→ WHAT TO DO:
Find the lines holding the string "collection" in the data, then copy all of them.

→ STORED DATA:
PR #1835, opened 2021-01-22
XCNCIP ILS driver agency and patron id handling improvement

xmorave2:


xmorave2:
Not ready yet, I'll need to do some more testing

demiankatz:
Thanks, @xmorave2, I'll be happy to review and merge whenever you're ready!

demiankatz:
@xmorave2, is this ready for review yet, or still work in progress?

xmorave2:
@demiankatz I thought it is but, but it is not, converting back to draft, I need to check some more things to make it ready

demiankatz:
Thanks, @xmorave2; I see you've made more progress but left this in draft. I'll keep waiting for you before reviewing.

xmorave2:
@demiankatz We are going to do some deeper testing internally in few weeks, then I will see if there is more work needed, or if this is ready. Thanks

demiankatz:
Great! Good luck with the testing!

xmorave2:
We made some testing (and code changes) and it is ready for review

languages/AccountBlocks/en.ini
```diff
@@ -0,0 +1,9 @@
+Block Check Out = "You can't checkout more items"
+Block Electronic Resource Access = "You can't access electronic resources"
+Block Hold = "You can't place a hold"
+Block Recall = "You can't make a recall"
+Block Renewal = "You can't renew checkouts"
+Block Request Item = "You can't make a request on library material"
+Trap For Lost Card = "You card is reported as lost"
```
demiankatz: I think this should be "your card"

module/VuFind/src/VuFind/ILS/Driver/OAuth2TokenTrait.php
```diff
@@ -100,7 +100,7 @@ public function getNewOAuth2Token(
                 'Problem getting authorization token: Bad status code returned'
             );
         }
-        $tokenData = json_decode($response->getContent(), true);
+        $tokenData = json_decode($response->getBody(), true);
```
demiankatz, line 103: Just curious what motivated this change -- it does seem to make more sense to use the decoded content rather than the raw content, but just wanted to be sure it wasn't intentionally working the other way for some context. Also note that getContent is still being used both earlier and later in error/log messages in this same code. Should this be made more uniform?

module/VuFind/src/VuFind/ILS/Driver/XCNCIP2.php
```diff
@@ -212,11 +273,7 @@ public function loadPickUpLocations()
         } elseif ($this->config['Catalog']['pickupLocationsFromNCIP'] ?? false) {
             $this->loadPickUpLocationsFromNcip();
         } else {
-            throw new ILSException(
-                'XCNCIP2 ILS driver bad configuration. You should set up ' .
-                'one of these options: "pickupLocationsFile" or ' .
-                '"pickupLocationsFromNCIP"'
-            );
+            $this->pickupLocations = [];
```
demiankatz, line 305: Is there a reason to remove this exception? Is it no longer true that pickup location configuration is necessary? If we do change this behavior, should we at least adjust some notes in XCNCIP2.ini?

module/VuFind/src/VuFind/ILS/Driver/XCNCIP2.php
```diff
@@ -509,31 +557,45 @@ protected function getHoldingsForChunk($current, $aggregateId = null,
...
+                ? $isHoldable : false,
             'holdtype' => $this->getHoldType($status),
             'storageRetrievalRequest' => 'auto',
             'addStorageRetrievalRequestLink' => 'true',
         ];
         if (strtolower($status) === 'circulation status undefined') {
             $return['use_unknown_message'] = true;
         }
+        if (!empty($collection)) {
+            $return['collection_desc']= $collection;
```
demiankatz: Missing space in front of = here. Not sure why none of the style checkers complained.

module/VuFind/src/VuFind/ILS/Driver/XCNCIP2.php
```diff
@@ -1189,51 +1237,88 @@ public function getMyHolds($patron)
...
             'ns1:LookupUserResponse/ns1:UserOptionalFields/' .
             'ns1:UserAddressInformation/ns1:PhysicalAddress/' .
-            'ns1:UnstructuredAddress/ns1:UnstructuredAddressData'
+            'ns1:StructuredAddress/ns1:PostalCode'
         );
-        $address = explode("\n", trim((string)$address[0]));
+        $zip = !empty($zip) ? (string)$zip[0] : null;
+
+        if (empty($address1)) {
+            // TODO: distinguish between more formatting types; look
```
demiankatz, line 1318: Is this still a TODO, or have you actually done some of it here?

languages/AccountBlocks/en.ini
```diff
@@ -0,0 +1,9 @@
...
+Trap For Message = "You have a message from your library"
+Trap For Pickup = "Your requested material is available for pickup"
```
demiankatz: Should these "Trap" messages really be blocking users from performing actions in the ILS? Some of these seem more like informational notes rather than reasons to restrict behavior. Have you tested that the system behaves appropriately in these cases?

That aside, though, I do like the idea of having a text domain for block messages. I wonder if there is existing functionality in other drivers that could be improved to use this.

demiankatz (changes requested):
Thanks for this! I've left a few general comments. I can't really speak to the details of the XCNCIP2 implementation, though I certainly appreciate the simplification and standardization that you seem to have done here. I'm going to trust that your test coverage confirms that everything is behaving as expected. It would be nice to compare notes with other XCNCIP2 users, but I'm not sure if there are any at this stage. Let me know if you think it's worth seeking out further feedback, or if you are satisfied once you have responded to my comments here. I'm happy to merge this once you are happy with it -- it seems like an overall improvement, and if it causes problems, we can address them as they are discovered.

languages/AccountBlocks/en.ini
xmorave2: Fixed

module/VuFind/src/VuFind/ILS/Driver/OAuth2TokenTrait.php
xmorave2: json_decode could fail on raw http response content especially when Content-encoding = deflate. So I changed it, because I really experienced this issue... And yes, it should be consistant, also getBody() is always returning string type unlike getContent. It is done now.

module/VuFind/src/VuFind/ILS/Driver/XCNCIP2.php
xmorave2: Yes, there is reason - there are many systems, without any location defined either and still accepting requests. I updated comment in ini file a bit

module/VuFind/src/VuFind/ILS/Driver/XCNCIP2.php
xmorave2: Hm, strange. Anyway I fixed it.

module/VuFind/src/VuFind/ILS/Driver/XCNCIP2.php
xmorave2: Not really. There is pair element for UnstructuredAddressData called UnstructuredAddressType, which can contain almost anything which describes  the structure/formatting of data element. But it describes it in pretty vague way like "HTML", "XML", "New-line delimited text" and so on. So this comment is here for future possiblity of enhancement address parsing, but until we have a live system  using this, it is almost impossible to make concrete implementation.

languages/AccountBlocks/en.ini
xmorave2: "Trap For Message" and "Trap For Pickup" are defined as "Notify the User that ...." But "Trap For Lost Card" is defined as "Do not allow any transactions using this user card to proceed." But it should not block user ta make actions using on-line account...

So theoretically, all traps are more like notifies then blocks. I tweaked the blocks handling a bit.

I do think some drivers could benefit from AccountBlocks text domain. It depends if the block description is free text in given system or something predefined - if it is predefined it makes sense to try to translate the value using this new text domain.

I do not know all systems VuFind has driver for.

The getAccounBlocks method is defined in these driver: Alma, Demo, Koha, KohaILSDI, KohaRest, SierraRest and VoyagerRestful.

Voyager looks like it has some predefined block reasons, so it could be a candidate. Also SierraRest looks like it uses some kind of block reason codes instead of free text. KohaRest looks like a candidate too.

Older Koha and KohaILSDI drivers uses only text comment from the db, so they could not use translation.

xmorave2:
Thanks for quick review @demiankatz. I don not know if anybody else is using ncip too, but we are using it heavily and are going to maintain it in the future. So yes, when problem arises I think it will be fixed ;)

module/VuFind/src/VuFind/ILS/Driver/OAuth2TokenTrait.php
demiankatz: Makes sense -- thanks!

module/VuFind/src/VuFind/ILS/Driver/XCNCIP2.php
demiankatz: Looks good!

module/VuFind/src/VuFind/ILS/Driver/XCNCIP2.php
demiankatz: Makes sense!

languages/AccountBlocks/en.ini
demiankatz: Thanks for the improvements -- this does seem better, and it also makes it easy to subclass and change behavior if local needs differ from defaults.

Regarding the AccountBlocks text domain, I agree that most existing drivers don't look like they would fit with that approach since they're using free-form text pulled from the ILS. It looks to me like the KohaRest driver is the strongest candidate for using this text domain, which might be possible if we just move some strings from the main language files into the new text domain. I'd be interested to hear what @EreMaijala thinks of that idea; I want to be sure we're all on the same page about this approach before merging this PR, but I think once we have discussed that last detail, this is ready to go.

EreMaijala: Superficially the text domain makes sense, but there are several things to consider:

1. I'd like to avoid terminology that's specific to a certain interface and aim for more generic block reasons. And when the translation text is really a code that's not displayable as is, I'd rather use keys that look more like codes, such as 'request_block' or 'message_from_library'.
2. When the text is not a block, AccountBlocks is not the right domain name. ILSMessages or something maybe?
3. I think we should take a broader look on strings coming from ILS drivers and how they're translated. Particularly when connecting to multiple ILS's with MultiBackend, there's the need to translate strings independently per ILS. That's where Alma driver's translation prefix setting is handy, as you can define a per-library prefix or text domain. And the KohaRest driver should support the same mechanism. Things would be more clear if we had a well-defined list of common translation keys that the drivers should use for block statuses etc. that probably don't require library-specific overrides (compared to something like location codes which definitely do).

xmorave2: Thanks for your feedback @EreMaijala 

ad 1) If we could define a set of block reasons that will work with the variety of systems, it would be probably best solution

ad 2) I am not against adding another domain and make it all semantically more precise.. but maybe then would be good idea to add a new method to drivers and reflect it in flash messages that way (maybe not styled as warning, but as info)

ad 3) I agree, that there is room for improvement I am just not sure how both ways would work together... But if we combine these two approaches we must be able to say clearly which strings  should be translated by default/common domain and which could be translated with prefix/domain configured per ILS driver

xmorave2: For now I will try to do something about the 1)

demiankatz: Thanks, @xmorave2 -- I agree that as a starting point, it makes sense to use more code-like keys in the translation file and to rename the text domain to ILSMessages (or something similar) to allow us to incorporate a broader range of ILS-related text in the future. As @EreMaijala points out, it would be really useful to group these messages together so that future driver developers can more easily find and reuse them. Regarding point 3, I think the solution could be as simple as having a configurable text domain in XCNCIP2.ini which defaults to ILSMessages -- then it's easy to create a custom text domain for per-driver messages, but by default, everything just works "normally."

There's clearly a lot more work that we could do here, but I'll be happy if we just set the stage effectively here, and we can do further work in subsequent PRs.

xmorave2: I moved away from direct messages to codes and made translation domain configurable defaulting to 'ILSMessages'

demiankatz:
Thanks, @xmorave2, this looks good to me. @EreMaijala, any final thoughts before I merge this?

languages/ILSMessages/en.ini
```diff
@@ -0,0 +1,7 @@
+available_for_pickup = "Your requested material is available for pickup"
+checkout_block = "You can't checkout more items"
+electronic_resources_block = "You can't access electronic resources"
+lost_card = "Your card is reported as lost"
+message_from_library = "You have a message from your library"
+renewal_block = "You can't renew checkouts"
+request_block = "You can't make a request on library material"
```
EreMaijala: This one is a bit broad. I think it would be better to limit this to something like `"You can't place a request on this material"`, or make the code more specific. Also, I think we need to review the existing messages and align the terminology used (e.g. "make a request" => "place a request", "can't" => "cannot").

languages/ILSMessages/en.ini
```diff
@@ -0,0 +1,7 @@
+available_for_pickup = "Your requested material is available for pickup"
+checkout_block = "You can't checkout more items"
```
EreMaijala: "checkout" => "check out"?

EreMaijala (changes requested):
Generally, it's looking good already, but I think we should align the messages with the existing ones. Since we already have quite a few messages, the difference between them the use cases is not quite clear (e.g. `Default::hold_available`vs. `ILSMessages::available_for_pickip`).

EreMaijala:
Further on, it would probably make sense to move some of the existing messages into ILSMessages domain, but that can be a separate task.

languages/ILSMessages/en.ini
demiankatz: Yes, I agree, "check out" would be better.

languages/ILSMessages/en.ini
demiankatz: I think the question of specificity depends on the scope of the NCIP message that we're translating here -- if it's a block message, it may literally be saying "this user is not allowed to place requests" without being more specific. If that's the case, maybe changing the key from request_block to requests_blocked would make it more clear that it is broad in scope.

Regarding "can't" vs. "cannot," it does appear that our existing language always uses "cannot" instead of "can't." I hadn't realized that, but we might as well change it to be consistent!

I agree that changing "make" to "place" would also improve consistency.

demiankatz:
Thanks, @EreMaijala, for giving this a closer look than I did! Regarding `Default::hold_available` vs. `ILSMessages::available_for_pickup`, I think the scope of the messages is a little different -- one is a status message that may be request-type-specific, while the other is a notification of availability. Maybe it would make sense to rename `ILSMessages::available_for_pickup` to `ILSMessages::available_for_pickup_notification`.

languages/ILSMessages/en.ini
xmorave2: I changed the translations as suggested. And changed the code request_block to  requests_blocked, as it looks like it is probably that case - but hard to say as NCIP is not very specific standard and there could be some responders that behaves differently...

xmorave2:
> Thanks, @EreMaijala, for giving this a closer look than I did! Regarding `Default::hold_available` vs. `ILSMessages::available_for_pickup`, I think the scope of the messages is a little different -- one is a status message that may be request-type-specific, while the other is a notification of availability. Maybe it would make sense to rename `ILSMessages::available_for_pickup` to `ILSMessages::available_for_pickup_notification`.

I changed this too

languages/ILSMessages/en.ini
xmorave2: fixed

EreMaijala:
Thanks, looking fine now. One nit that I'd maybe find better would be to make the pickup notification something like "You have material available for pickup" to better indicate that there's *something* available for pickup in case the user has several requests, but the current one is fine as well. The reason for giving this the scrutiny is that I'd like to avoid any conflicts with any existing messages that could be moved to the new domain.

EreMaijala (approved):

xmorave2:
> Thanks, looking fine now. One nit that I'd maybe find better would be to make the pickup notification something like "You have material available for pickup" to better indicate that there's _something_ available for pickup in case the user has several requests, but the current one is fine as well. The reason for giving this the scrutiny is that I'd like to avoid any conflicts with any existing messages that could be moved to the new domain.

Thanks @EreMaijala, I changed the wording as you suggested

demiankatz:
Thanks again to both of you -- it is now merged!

→ RESULT:
+        if (!empty($collection)) {
+            $return['collection_desc']= $collection;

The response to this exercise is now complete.